Principle 6 - Archetypes can be aggregated

A compositional relationship can exist between archetypes. Archetypes can be composed to express valid possibilities for larger structures of data from different levels of the ontological hierarchy of the reference model. Such compositional connections are termed 'slots'. For example, Section and Entry archetypes can be linked in a compositional way to define valid structures for the headings and data of a model of information captured in a "physical examination".

Principle 7 - Archetypes can be specialised

An archetype can be a specialisation of another archetype. Archetypes can be defined at higher or lower levels of detail at a given ontological level. Thus, a "biochemistry result" archetype would define the general shape and constraints for all biochemistry results, while a "cholesterol result" archetype could be defined as a specialisation of this, in order to further constrain data to conform only to the shape of a cholesterol test.

Principle 8 - Archetype structures are hierarchical

Archetypes are internally hierarchical in structure; that is to say, the constraints in an archetype has an internal hierarchical compositional structure. This is because object models give rise to data that is inherently hierarchical in structure.

Principle 9 - Archetype nodes are identified by unique paths

Archetype nodes, including the root and all leaves, are identified by semantic identifiers which act as the basis for human-readable 'meanings', and for computational paths. Archetype node identifiers are defined within the archetype using coded terms. The definition of any such code acts as a standardised 'design-time meaning' of the node, e.g. "5 minute Apgar result". Any node in an archetype can be referenced by concatenating attribute names and node identifiers from the archetype root to the node, to form an archetype path.

Principle 10 - Queries are based on paths

Archetype paths form the basis of reusable semantic queries on archetyped data. Archetype paths can be used to construct queries that specify data items at a domain level, rather than being limited to the classes and attributes of the reference model as for a query in standard database theory. For example, paths from a "blood pressure measurement" archetype may identify the systolic blood pressure (baseline), systolic pressures for other time offsets, the patient position, and numerous other data items.

Principle 11 - Data elements can be uniquely identified via archetypes

Data generated from an archetype will have a compositional structure, in which nodes must be uniquely named, in order to be able to refer to them. Since an archetype acts as a kind of 'template', there can be repetitions of archetype structures in real data. Each node therefore needs a unique runtime name in order to be uniquely identified within the data. The archetype can be used to constrain this unique name.

Principle 12 - No language primacy

Archetypes have no language primacy: they are completely translatable artefacts. An archetype can be developed in any language, and have translations in other languages added a posteriori.

Principle 13 - Terminology neutrality

Archetypes are neutral with respect to terminologies. Archetypes are able to be developed with or without reference to external terminologies. Multiple external terminologies can be bound to an archetype; the definition of terms in an archetype is not predicated on the existence or use of any particular terminology.

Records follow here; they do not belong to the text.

Issue #2080, opened 2022-02-20
Use a call proof in the Grandpa warp syncing instead of multiple storage proofs


tomaka:
At the moment, the warp syncing code calls the runtime, then sends one storage proof every time the runtime accesses the storage.

This means a lot of redundancy in the proofs, but more importantly a lot of network round trips.
Right now on a simple dev chain we do 12 round trips just for that. If the ping is 100ms, that means it takes 1.2 seconds instead of only 100ms.

tomaka:
For context, the reason why it was done with simple storage proofs is that I expected one or two storage items to be accessed, rather than 12.

tomaka:
At the moment, warp syncing Westend (with a moderately old checkpoint) on my local machine takes about 2.5 to 5 seconds.
In my work-in-progress branch, this is now down to 1.5 seconds.

Issue #2529, opened 2022-07-19
Properly handle warp syncing failures


tomaka:
The warp syncing process can fail for various reasons, and currently we just try again. This is a poor idea because all these reasons are "deterministic", in the sense that trying again will always lead to the same error.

Principle 14 - Backwards compatible evolution

There is a means of evolving existing archetypes to accommodate changing requirements, without invalidating data created with earlier versions. Since archetypes are used to create data, changes to archetypes must be regarded as creating a new archetype; i.e. the identifier of an archetype must incorporate its version. The only types of change to archetypes that can be made without changing the version are those which do not invalidate previously created data. Formally, such changes must not 'narrow' constraints expressed in the existing version.